Riset saya tentang difabel ini sudah saya kerjakan kira-kira 4-5 bulan sebelum ada pengumuman di Litapdimas atau kampus. Saya kerjakan tanpa saya peduli nanti ada anggaran atau tidak. Mengapa 4-5 bulan? Nggak penting angkanya, tetapi yang penting adalah: kita harus memulai riset ketika kita merasa perlu memulai riset. Titik. Bukan karena ada deadline, bukan karena ingin naik pangkat, bukan karena ingin cepat jadi GB, dan keinginan "duniawi" lainnya 

Sebab, bagi saya (ilmuwan humaniora), menulis proposal dan diajukan untuk cari dana riset itu hanya bonus. Kewajiban profesi kita memang meneliti. Ada atau tidak ada dana ya kita sudah digaji dengan kontrak tri-darma. 

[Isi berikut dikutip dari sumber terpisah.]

Issue #33, opened 2024-06-28
Feature request: Vray RENDERERS


mmasdoria:
### Use Case

I want to use vray renderer in 3dsma but it seems not allowed yet in deadline-cloud-for-3ds-max.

Apalagi, investasi kita bukan di belanja barang, alat, dan laboratorium yang mungkin butuh dana besar. Investasi kita yang paling mahal adalah waktu! Tujuan kita bukan untuk menguji teori di lab, tetapi memahami secara mendalam fenomena yang kita teliti. Kata "mendalam" nggak akan pernah ketemu dengan "mendadak."

Riset yang sekarang saya lakukan, misalnya, mendapatkan dana ketika saya sudah sampai di tahap menulis draft artikel. Alih-alih presentasi proposal, reviewer saya pameri draft itu, saya tunjukkan data primer yang sudah saya koding, saya tunjukkan data yang akan saya lengkapi kalau saya dapat dana, saya tunjukkan prospek riset lanjutan kalau riset ini nanti selesai. 

Sebagai, reviewer, maaf, saya belum pernah ketemu peneliti yang begini!

Nah, makanya, sebelum penelitian saya ini jadi, saya sudah mulai lagi meneliti untuk topik lain. Investasi waktu! Sebab, saya butuh waktu untuk membaca semua artikel yang relevan dengan cermat, membaca apa yang sudah dikatakan para sarjana sebelumnya, mencatat pernyataan-pernyataan penting mereka, mengklasifikasikan bacaan sesesuai tema, mendokumentasikan di dalam reference manager, atau merangkum argumen  pokoknya, dst. Butuh waktu. Walupun saya hanya hendak menulis terjemah Jawa, misalnya, saya butuh waktu untuk membaca terjamah al-Qur'an ke sebanyak mungkin bahasa lain di dunia (yang sama belum tentu sama sekali akan jadi referensi nanti).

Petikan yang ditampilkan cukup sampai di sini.